I think I know one reason for our problem. Looking at the picture below, one can see that the chest camera doesn't see the obstacle anymore and so it probably doesn't update the according costmap. A reason can be that the robot can't stop immediately, but moves on a bit until it eventually stops. Thus, if a person jumps quickly in front of the robot, this problem can happen. It could be improved if the chest cam mount is tilted a bit more. But even then, this problem could occur I think. Also, if we mount the cam steeper, we risk that the robot gets too close to a (high) table or a stairway in our case (also shown in the picture) and can't find a path any more.

photo2

test

nilsbore commented 10 years ago

I think you should tilt it a bit more, that's at least the better option in this situation. Where are the laser scan obstacles in the map? It seems strange that just those four parts are left. It would be cool if you could try this out to see if the map will be cleare out completely when it fails like this:

nilsbore commented 10 years ago

I had a brief look at this and it seems like the costmap is cleared outside or within(not entirely clear) a circle with default radius 3.0 m. This radius can be changed with the conservative_reset_dist parameter of move_base. It would be cool to see what happen if we set this parameter to 0.0, hopefully the whole map will clear.
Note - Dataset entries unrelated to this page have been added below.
PR #3901, opened 2026-07-21
refactor(cli): migrate to Effect 4 (4.0.0-rc.112)

jkomyno:
Rebuilds the Effect v4 port on top of `next` at `effect@4.0.0-rc.112` (the newest release that clears the repository's 3-day `minimumReleaseAge` gate). The three v3-compatible preparation PRs (#4358, #4359, #4360) already landed on `next`, so this PR is now only the cutover.

## What changes

- Pins `effect`, `@effect/platform-bun`, and `@effect/vitest` to exact `4.0.0-rc.112`; drops `@effect/cli`, `@effect/platform`, `@effect/platform-node`, and the `toml` override that existed only for `@effect/cli`. The `ts/vendor/effect` source oracle moves to the `effect@4.0.0-rc.112` release commit.
- Services become `Context.Service` classes with explicit `Default` layers; `Either` becomes `Result`; `ParseResult` becomes `Schema.SchemaError`; platform modules come from `effect/FileSystem`, `effect/Path`, `effect/PlatformError`, `effect/unstable/process`, and `effect/unstable/http`.
- The runner drives `Command.runWith` with v4's default help and error rendering. `CliError.ShowHelp` carries its own exit code, help for non-explicit invocations renders on stderr, and "Did you mean?" suggestions render. `command-introspection.ts` is gone: v4 renders the resolved command's help and the "missing value" tip itself.
- `composio --version`, `composio -v`, and `composio version` print the same bare semver (`GlobalFlag.Version` is not enabled; the flag spellings are rewritten to the `version` command before parsing).
- Root `--log-level` is a shared flag applied after the subcommand tree is attached, so `composio --log-level Debug <subcommand>` both parses and takes effect.
- Every `Flag.boolean` carries an explicit default, because rc.112 makes boolean flags required when omitted.
- A `Result` is not an `Effect` at runtime in rc.112 even though the type checker accepts `yield*` on it (the fiber dies with "Not a valid effect"); every `Result` is lifted with `Effect.fromResult`, and the skill/AGENTS guidance says so.
- Every `ChildProcess.make` site passes `extendEnv: true`, because rc.112 no longer inherits the parent environment by default.
- `--log-level` and `COMPOSIO_LOG_LEVEL` are exact-match on the `LogLevel` names (`All`, `Fatal`, `Error`, `Warn`, `Info`, `Debug`, `Trace`, `None`) with no case folding, per the earlier review decision; README updated.
- Spawned children pass `extendEnv: true`, because rc.112's `ChildProcess` no longer inherits the parent environment by default.
- ISO timestamps decode through `Schema.DateTimeUtcFromString`; `Schema.DateTimeUtc` is no longer a string codec in rc.112.
- `ConfigProvider.fromEnv()` snapshots the environment at construction in v4, so providers that must observe later changes are built per read (`plugin-hint.ts`, `install.cmd.ts`, `config.ts`) and tests use a live-env provider helper.
- `cli-keyring` and `json-schema-to-effect-schema` are ported alongside (the latter on `Schema.makeFilter`).
- The `effect-v4` skill, the `cli-command` and `typescript-testing` references, `ts/packages/cli/AGENTS.md`, and the oxlint config are updated to the rc.112 reality. The skill's example checker (`.agents/skills/effect-v4/scripts/check-examples.mjs`, lifted from #3851) compiles every TypeScript block in the skill against the pinned packages.
- The `js-yaml` overrides move to the 4.3.2 / 3.15.2 lines that GHSA-2883-xcg3-v3hh requires; `pnpm audit --prod` is clean apart from the already-ignored `extract-zip` advisory.

## Behaviour notes

- `composio <unknown> --help` now prints the root help with exit 0 (v4's global `--help` handling); `composio <unknown>` without `--help` still fails with the unknown-subcommand error.

## Validation

- `pnpm --filter @composio/cli typecheck` (src + test): 0 errors
- `pnpm --filter @composio/cli test`: 127 files, 1325 tests pass, 1 skipped; `validate:boundaries` and `validate:skills` pass
- `@composio/cli-keyring` and `@composio/json-schema-to-effect-schema` typecheck, test, and build pass
- `pnpm validate:agent-skills` and `pnpm validate:skill-routing` pass (19 skills)
- oxlint clean on `ts/packages/cli`, `cli-keyring`, `json-schema-to-effect-schema`
- CLI bundle and standalone binary build; smoke-checked `version`, `--version`, `-v`, `--help`, unknown subcommand, unrecognized flag, missing flag value
- Docker CLI e2e suites pass against an image built from this branch: `version`, `toolkits-list`, `toolkits-info`, `toolkits-search`, `setup-plugins`, `run`. `whoami` (needs an API key), `install` (needs a release dir), and `upgrade` (needs network) were not run.

No changeset: `@composio/cli` is Changesets-ignored and the ported sibling packages are private. Human-facing notes are in `ts/packages/cli/CHANGELOG.md`.

https://claude.ai/code/session_01AW7ZPhfZuni6PrCJ9X86DX


ts/packages/cli/src/commands/connected-accounts/commands/connected-accounts.link.cmd.ts
```diff
@@ -172,9 +188,14 @@ const waitForActiveConnection = (
...
         }),
-        Schedule.exponential('0.3 seconds').pipe(
-          Schedule.intersect(Schedule.recurs(15)),
-          Schedule.intersect(Schedule.spaced('5 seconds'))
+        // v4 dropped `Schedule.intersect` (AND semantics: recur only while every
+        // constituent schedule would, using the max delay). `Schedule.max` is the
+        // closest replacement for the delay-merging half (max of exponential/spaced
+        // delay), but unlike v3's `intersect` it keeps recurring until *all*
+        // constituents are done rather than stopping at the first one — so the
+        // 15-attempt cap has to be reapplied on top via `Schedule.upTo`.
```
jkomyno: Ack. Leave a comment about what the schedule currently does, not what the previous api used to do.

ts/packages/cli/src/commands/tools/commands/tools.execute.cmd.ts
```diff
@@ -156,12 +168,16 @@ class ReportedToolExecutionError extends Data.TaggedError(
...
 
 const parseArguments = (raw: string) =>
-  parseJsonRecord(raw).pipe(
-    Either.mapLeft(error =>
-      invalidArguments(
-        error.reason === 'not-a-record'
-          ? 'Expected a JSON object for tool arguments, e.g. -d \'{ "key": "value" }\''
-          : 'Invalid JSON input. Provide JSON or a JS-style object literal, e.g. -d \'{ "key": "value" }\''
+  // Result (unlike v3's Either) does not implement the Effect protocol in v4,
+  // so it must be lifted explicitly to compose with `yield*` in Effect.gen.
```
jkomyno: Ack. We don't need this comment in the PR though.

ts/packages/cli/src/commands/index.ts
```diff
@@ -276,6 +230,85 @@ const normalizeListenStreamFlag = (argv: ReadonlyArray<string>): ReadonlyArray<s
...
 
+// `composio run` forwards arbitrary flag-looking tokens straight through to
+// the user's script (`composio run 'code' --flag value`), but v4's CLI
+// lexer treats every `-`-prefixed token as an option candidate, and its
+// subcommand parser drops the trailing operands after a literal `--`
+// instead of forwarding them to `run`'s own `Argument.variadic()` (see
+// `RUN_PASSTHROUGH_ARG_MARKER`'s doc comment in `run.cmd.ts` for the full
+// mechanism this works around). This rewrites every passthrough token that
+// would otherwise be misparsed as an option with a marker `run.cmd.ts`
+// strips back off after the CLI has parsed it as a plain positional value.
```
jkomyno: This is worth double-checking with @CryogenicPlanet

ts/packages/cli/src/commands/index.ts
```diff
@@ -453,11 +486,36 @@ export const runWithConfig = Effect.gen(function* () {
...
+
+  // `Command.runWith` renders the help document for a failed parse through the
+  // ambient Console's `log` (stdout) before re-failing with `ShowHelp` (see
+  // the vendored `Command.ts` `showHelp`). Composio's output contract reserves
+  // stdout for data: help belongs there only when the user explicitly asked
+  // for it (`--help`/`-h`/`--version`/`-v`). For every other invocation the
+  // framework's rendering is decoration, so the runner gets a Console whose
+  // `log` writes through `error`. No CLI code emits data via the Effect
+  // Console service (handlers write through `TerminalUI`), so this only
+  // affects the framework's own help/error rendering.
```
jkomyno: Ack. Given our circumstances, are we sure this is the best possible approach we have available, within a reasonable effort?

ts/packages/cli/src/commands/listen.cmd.ts
```diff
@@ -42,53 +43,63 @@ export class ListenCommandError extends Data.TaggedError('commands/ListenCommand
...
+class ListenOptionError extends Data.TaggedError('commands/ListenOptionError')<{
+  readonly message: string;
+}> {}
+
+/**
+ * v4 migration note: see the equivalent note in `login.cmd.ts` — v3's freeform
+ * `ValidationError.invalidValue` has no v4 counterpart, so this now builds a plain typed domain
+ * error (matching `ListenCommandError` below) that flows through the CLI's normal top-level
+ * `effect-errors` renderer instead of being special-cased by the parser.
+ */
```
jkomyno: Ack. You can remove this comment now.

ts/packages/cli/src/commands/run.cmd.ts
```diff
@@ -26,43 +27,84 @@ import {
...
+ * computed once for the whole argv and only reaches the *first* command
+ * level parsed — a subcommand's own recursive `parseArgs` call is always
+ * given `trailingOperands: []`, so trailing operands after `--` never reach
+ * a subcommand's `Argument.variadic()`. `composio run` needs arbitrary
+ * flag-looking tokens to reach the user's script untouched
+ * (`composio run 'code' --flag value`, or `--file s.ts -- --flag value`),
+ * so `normalizeRunPassthroughArgs` (in `src/commands/index.ts`) rewrites
+ * those tokens with this marker *before* the CLI parser ever tokenizes
+ * them, and the handler below strips it back off after parsing.
+ */
```
jkomyno, line 95: Isn't this a duplicate comment?

ts/packages/cli/src/commands/run.cmd.ts
```diff
@@ -26,43 +27,84 @@ import {
...
+export const RUN_PASSTHROUGH_ARG_MARKER = '@@composio-run-raw@@';
```
jkomyno: I'm pretty sure we have no valid use cases for this public-facing raw marker.

ts/packages/cli/src/effects/app-config.ts
```diff
@@ -13,6 +13,38 @@ type APP_CONFIG = Config.Config.Wrap<{
...
+        ? Effect.succeed(normalized as LogLevel.LogLevel)
+        : Effect.fail(
+            new Config.ConfigError(
+              new ConfigProvider.SourceError({
+                message: `Expected a log level but received ${JSON.stringify(value)}`,
+              })
+            )
+          );
+    })
+  );
```
jkomyno: We don't need backward compatibility on `COMPOSIO_LOG_LEVEL` or `--log-level`. Cut the noise, update the README as necessary. This doesn't need a changelog, it's an argument used internally

ts/packages/cli/src/models/user-data.ts
```diff
@@ -1,75 +1,86 @@
...
+import { OptionFromOptionalNullOr } from 'effect/Schema';
 
-export const UserData = Schema.Struct({
+// `OptionFromOptionalNullOr` (rather than `OptionFromNullishOr`) tolerates a
+// missing key in addition to an explicit `null`/`undefined` value: real
+// `user_data.json` files written by older CLI versions may predate a field
+// (e.g. `test_user_id`) and simply omit the key. Requiring the key to be
+// present would fail decoding and — via the load fallback in
+// `services/user-context.ts` — silently reset the whole file to defaults,
+// discarding an otherwise-valid `org_id` / `api_key`.
```
jkomyno: Ack. You can remove this comment now.

ts/packages/cli/src/services/tool-input-validation.ts
```diff
@@ -151,8 +149,8 @@ export const invalidateToolInputDefinition = (slug: string) =>
     yield* fs
       .remove(schemaPath)
       .pipe(
-        Effect.catchTag('SystemError', error =>
-          error.reason === 'NotFound' ? Effect.void : Effect.fail(error)
+        Effect.catchTag('PlatformError', error =>
+          error.reason._tag === 'NotFound' ? Effect.void : Effect.fail(error)
```
jkomyno: I don't think accessing `.tag` property directly, without an Effect v4 helper, is appropriate here.

ts/packages/cli/src/cli-config.ts
```diff
@@ -1,7 +1,75 @@
...
+export const ComposioCliOutputFormatter: CliOutput.Formatter = (() => {
+  const base = CliOutput.defaultFormatter();
+  return {
+    ...base,
+    formatCliError: error => base.formatCliError(withoutSuggestions(error)),
+    formatError: error => base.formatError(withoutSuggestions(error)),
+    formatErrors: errors => base.formatErrors(errors.map(withoutSuggestions)),
+    // v4's default renders `<name> v<version>`; v3 printed the bare version,
+    // and scripts (including the setup-plugins e2e fixture) parse that output.
+    formatVersion: (_name, version) => version,
```
jkomyno: Let's use v4's default render, and update the tests and fixtures consequently.

ts/packages/cli/src/cli-config.ts
```diff
@@ -1,7 +1,75 @@
...
+ * Strips "Did you mean?" suggestions from CLI errors that carry them
+ * (`UnrecognizedOption`, `UnknownSubcommand`) before formatting.
+ *
+ * The v4 parser always computes nearest-match suggestions internally
+ * (`internal/auto-suggest.ts`) and bakes them into the error's `message`
+ * getter; there is no parser-level switch to turn this off (see
+ * `ComposioCliConfig` above). Rebuilding the error with `suggestions: []`
+ * recomputes `message` without the suggestion text, which is the only
+ * public seam available to suppress it.
+ */
```
jkomyno: Afaik, avoiding using builtin is something we did because we didn't like the `wizard` that shipped with `@effect/cli`. Having `Did you mean?` on wrong input is actually desirable.

ts/packages/cli/src/cli-main.ts
```diff
@@ -177,35 +248,19 @@ checkForUpdateInBackground();
...
+  // the process exit code from the same rule the error already encodes
+  // (`Runtime.errorExitCode` on `ShowHelp`: 0 for bare help/version, 1 when
+  // shown alongside errors).
+  Effect.catchIf(
+    (error): error is CliError.ShowHelp => CliError.isCliError(error) && error._tag === 'ShowHelp',
+    error =>
+      Effect.sync(() => {
+        process.exitCode = error.errors.length > 0 ? 1 : 0;
+      })
+  ),
```
jkomyno: Understood. Given these circumstances, are you this comment + code block isn't just solving the symptoms, rather than the root of the problem?

ts/packages/cli/test/__utils__/services/mock-console.ts
```diff
@@ -1,11 +1,9 @@
 // DO NOT MODIFY THIS FILE.
 // Adapted from https://github.com/Effect-TS/effect/blob/4f2107548fa64c21a8643b7b0efcd556cd16d4b9/packages/cli/test/services/MockConsole.ts
```
jkomyno: Perhaps you should adapt this file from https://github.com/Effect-TS/effect/blob/main/packages/effect/src/testing/TestConsole.ts?

You should start by understanding the diff between https://github.com/Effect-TS/effect/blob/4f2107548fa64c21a8643b7b0efcd556cd16d4b9/packages/cli/test/services/MockConsole.ts and this file (from `next`, before this PR) first.

ts/packages/cli/test/src/commands/tools/tools.search.cmd.test.ts
```diff
@@ -727,9 +731,11 @@ describe('CLI: composio search', () => {
...
           });
 
-          yield* cli(['search', 'send email', '--human']).pipe(Effect.provide(live));
-          const lines = yield* MockConsole.getLines({ stripAnsi: true });
-          const output = lines.join('\n');
+          const output = yield* Effect.gen(function* () {
+            yield* cli(['search', 'send email', '--human']);
+            const lines = yield* MockConsole.getLines({ stripAnsi: true });
+            return lines.join('\n');
+          }).pipe(Effect.provide(live));
```
jkomyno: Why do we now need the `yield* Effect.gen().pipe(Effect.provide(live))` machinery?

ts/packages/cli/test/src/commands/$default.cmd.test.ts
```diff
@@ -110,31 +104,33 @@ describe('CLI: composio', () => {
...
+    it.effect("[Given] --version flag [Then] prints composio's version from package.json", () =>
       Effect.gen(function* () {
         const args = ['--version'];
         yield* cli(args);
         const lines = yield* MockConsole.getLines();
         const output = lines.join('\n');
-        expect(output).toContain(pkg.version);
+        // Exact match: scripts and the setup-plugins e2e fixture parse this
+        // output as a bare semver (v3 contract; v4's default would prefix it).
+        expect(output.trim()).toBe(pkg.version);
```
jkomyno: Let's use v4's default, I've already written a comment about this.

ts/packages/cli/test/src/commands/version.test.ts
```diff
@@ -4,31 +4,33 @@ import { extendConfigProvider } from 'src/services/config';
...
-    it.scoped("[Given] no arguments [Then] prints composio's version from package.json", () =>
+    it.effect("[Given] no arguments [Then] prints composio's version from package.json", () =>
       Effect.gen(function* () {
         const args = ['version'];
         yield* cli(args);
         const lines = yield* MockConsole.getLines();
         const output = lines.join('\n');
-        expect(output).toContain(pkg.version);
+        // MockConsole merges the decoration and data channels; every line must
+        // still be the bare semver (scripts parse this output).
```
jkomyno: Let's see whether this is true even after you change our definition of MockConsole based on my previous comments.

ts/packages/cli/test/src/effect-errors/span-annotation.test.ts
```diff
@@ -7,9 +7,19 @@ class CanaryError extends Data.TaggedError('CanaryError')<{
...
+  // Effect v4 dropped the `effect/SpanAnnotation` internal these two canary tests
+  // guard: `Effect.fail`/`Effect.die` no longer stamp the ambient span onto the
+  // raised error value (confirmed against `ts/vendor/effect` — no `effect/SpanAnnotation`
+  // symbol, and no per-reason span in `Cause.reasonAnnotations`, anywhere in the v4
+  // source or the installed `effect@4.0.0-beta.99` dist). `extractSpanAnnotation` is
+  // unchanged and still correctly returns `undefined` for values that carry no such
+  // annotation — there is simply nothing left in v4 to recover here. This is an
+  // intentional, unavoidable behavior change (span timelines no longer render in
+  // `composio`'s pretty-printed errors) flagged for a follow-up redesign rather than
+  // silently accepted: see `capture-errors-from-cause.ts` / `parse-error.ts`.
```
jkomyno: Ok. Is there anything analogous or at least similar that we should do instead?

ts/packages/cli/test/src/analytics.dispatch.test.ts
```diff
@@ -36,11 +37,19 @@ const cwdHash = (cwd: string): string => {
...
 
-const makePlatformLayer = (home: string) =>
+// `FetchHttpClient.Fetch` is an `effect` `Context.Reference` whose default
+// value (`globalThis.fetch`) is memoized on first read (see the vendored
+// `effect` source, `Context.ts`'s `getOrCreateDefaultValue`). Once any test in
+// this process reads it, later `vi.spyOn(globalThis, 'fetch')` swaps go
+// unnoticed by `FetchHttpClient`. Tests that assert on fetch calls must
+// therefore provide the spy through the layer explicitly instead of relying
+// on the global being mutated.
+const makePlatformLayer = (home: string, fetchImpl?: typeof fetch) =>
```
jkomyno: Huh. And are you sure you fixed the root problem and not just the symptom?

ts/packages/cli/test/src/cli-config.test.ts
```diff
@@ -0,0 +1,64 @@
...
+ * - parser "Did you mean?" suggestions are stripped (v3's `autoCorrectLimit: 0`
+ *   contract, which v4 has no config knob for);
+ * - `--version` output is the bare semver (scripts and the setup-plugins e2e
+ *   fixture parse it; v4's default renders `<name> v<version>`).
+ *
+ * The suggestion tests also guard the vendored tag spelling this formatter
+ * matches on (`UnknownSubcomand`, a v4 beta typo): if a future beta renames
+ * the tag, the switch in `cli-config.ts` stops matching and these tests fail
+ * instead of suggestions silently reappearing.
+ */
```
jkomyno: Reconsider this, based on my other comments

sarahsimionescu (approved):

sarahsimionescu:
Onboard with updating, but likely will have to regen due to merge conflicts. Can we smoke test all the affected commands once to make sure no unexpected issues. Low risk.

ts/packages/cli/src/commands/connected-accounts/commands/connected-accounts.link.cmd.ts
jkomyno: Done in the rc.112 rebuild: the comment now states what the schedule does (max of a 0.3s exponential ramp and a flat 5s spacing, capped at 15 attempts) with no reference to the v3 API.

ts/packages/cli/src/commands/tools/commands/tools.execute.cmd.ts
jkomyno: Removed. `parseArguments` lifts the `Result` with `Effect.fromResult` and carries no migration note.

ts/packages/cli/src/commands/index.ts
jkomyno: The marker rewrite is gone. `composio run` now hands its passthrough tail to the handler out of band: `splitRunPassthroughArgs` in `src/commands/index.ts` strips the tail before the parser sees it and provides it through the `RunPassthroughArgs` `Context.Reference` declared in `run.cmd.ts`; the handler falls back to the parsed variadic argument when no front door provided it (direct or test invocations). A user token that happens to look like the old marker reaches the script untouched (covered by `run.cmd.test.ts`). Leaving this open for @CryogenicPlanet to confirm the approach.

ts/packages/cli/src/commands/index.ts
jkomyno: Checked again against rc.112: `Command.runWith` still hard-codes `Console.log` for the help document inside `showHelp` and `Console.error` for the parse errors. The only knob it gained is `renderErrors: false`, which covers errors but not the help text, and `CliOutput.Formatter` still formats to strings without choosing a stream. So the choices remain: keep the Console swap for non-explicit invocations, or re-implement `runWith`. The swap stays as the smaller change; happy to switch if you prefer the re-implementation.

ts/packages/cli/src/commands/listen.cmd.ts
jkomyno: Removed; `ListenOptionError` is a plain `Data.TaggedError` with no migration note.

ts/packages/cli/src/commands/run.cmd.ts
jkomyno: Both copies are gone with the marker mechanism itself. `run.cmd.ts` keeps one doc comment on `RunPassthroughArgs` that points at `splitRunPassthroughArgs` for the details.

ts/packages/cli/src/commands/run.cmd.ts
jkomyno: Agreed and removed. The passthrough tail travels through the `RunPassthroughArgs` `Context.Reference` instead of a public marker string.

ts/packages/cli/src/effects/app-config.ts
jkomyno: Done: no case folding anywhere. `--log-level` is `Flag.choice('log-level', LogLevel.values)` and `COMPOSIO_LOG_LEVEL` is `Config.logLevel`, both exact-match on `All`, `Fatal`, `Error`, `Warn`, `Info`, `Debug`, `Trace`, `None`. README updated, no changelog entry.

ts/packages/cli/src/models/user-data.ts
jkomyno: Removed.

ts/packages/cli/src/services/tool-input-validation.ts
jkomyno: Now `Effect.catchTag('PlatformError', error => Predicate.isTagged(error.reason, 'NotFound') ? Effect.void : Effect.fail(error))`; no direct `_tag` access.

ts/packages/cli/src/cli-config.ts
jkomyno: Done: the custom formatter is gone and `Command.runWith` uses `CliOutput.defaultFormatter()`. Note the follow-up decision from 2026-09-04: `--version`, `-v`, and `composio version` must print the same bare semver, so `GlobalFlag.Version` is not enabled and the flag spellings are rewritten to the `version` command before parsing.

ts/packages/cli/src/cli-config.ts
jkomyno: Done: `builtIns` is `[GlobalFlag.Help]` only and "Did you mean?" suggestions render as v4 computes them.

ts/packages/cli/src/cli-main.ts
jkomyno: Reworked: `ShowHelp` is no longer intercepted. It carries `[Runtime.errorReported] = false` and `[Runtime.errorExitCode]` itself, so the catch-all re-fails it with the original `Cause` and `BunRuntime.runMain` plus the `teardown` read the exit code off the error. No exit-code logic is duplicated in `cli-main.ts`.

ts/packages/cli/test/__utils__/services/mock-console.ts
jkomyno: Done: `mock-console.ts` is adapted from `effect/testing`'s `TestConsole` (entry recording by method, views derived by filtering), widened only so the `stdout`/`stderr` views match how `TerminalUITest` spreads output across `log`/`info`/`debug` and `error`/`warn`. The header cites the vendored source.

ts/packages/cli/test/src/commands/tools/tools.search.cmd.test.ts
jkomyno: It was needed because the test built a second `TestLive` with its own console and provided it only to `cli(...)`, so reading lines from the outer layer returned nothing. Restructured today: those two tests now run under `layer(TestLive({ ...testLiveOptions, toolRouter }))` like every other suite, and the nested `Effect.provide(live)` is gone.

ts/packages/cli/test/src/commands/$default.cmd.test.ts
jkomyno: Superseded by the 2026-09-04 decision that `--version`, `-v`, and `composio version` print identical bare-semver output; the exact-match assertion stays for that reason, and the comment about the v4 banner is gone.

ts/packages/cli/test/src/commands/version.test.ts
jkomyno: With the `TestConsole`-based mock the test reads the `stdout` channel explicitly and asserts every line equals the bare version, so it no longer depends on a merged view.

ts/packages/cli/test/src/effect-errors/span-annotation.test.ts
jkomyno: Yes: v4 annotates each failure reason with the span-named `StackFrame` chain under `Cause.StackTrace`, so `extractSpanStackFrames` in `span-annotation.ts` recovers span names and call sites from `Cause.reasonAnnotations`. Durations and attributes are not recoverable that way (the `Span` object is gone by the time a `Cause` is inspected). The canary tests cover both `Effect.fail` and `Effect.die`.

ts/packages/cli/test/src/analytics.dispatch.test.ts
jkomyno: The root cause is that `FetchHttpClient.Fetch` is a `Context.Reference` whose default (`globalThis.fetch`) is memoized on first read, so swapping the global afterwards is invisible to the client. Injecting the fetch implementation through the layer (`Layer.succeed(FetchHttpClient.Fetch, ...)`) is the supported way to substitute it, so the tests now do that instead of spying on the global.

ts/packages/cli/test/src/cli-config.test.ts
jkomyno: The file is deleted along with the formatter it characterized.

ts/packages/cli/src/effects/core-dependency.ts
```diff
@@ -187,10 +186,10 @@ const detectPythonDependencyVersion = (plan: Extract<CoreDependencyPlan, { kind:
...
         : ['python', '-c', "import importlib.metadata as m; print(m.version('composio'))"];
 
-    const stdout = yield* Command.make(cmd, ...args).pipe(
-      Command.string,
-      Effect.catchAll(() => Effect.succeed<string | null>(null))
-    );
+    const spawner = yield* ChildProcessSpawner;
+    const stdout = yield* spawner
+      .string(ChildProcess.make(cmd, args))
+      .pipe(Effect.catch(() => Effect.succeed<string | null>(null)));
```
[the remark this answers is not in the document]
jkomyno: Fixed: every `ChildProcess.make` site now passes `extendEnv: true` (core-dependency, find-composio-core-generated, both native-ui-sidecar spawns, plus the run and ACP spawns that already had it).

nilsbore commented 10 years ago

So in launch/move_base_3d.launch put:

`

    <remap from="/move_base/local_costmap/voxel_grid" to="/voxel_grid"/>
    <param name="conservative_reset_dist" value="0.0" />`

The last line is the proposed change.

ToMadoRe commented 10 years ago

Haven't had any problems so far. Your suggestion seems to work. Thanks :)

nilsbore commented 10 years ago

Cool, please let me know as soon as it fails again.

nilsbore commented 10 years ago

If this solves the problems I think we should merge it before the marathon.

nilsbore commented 9 years ago

Again, more of a general discussion thread that is out-of-date. @marc-hanheide Close?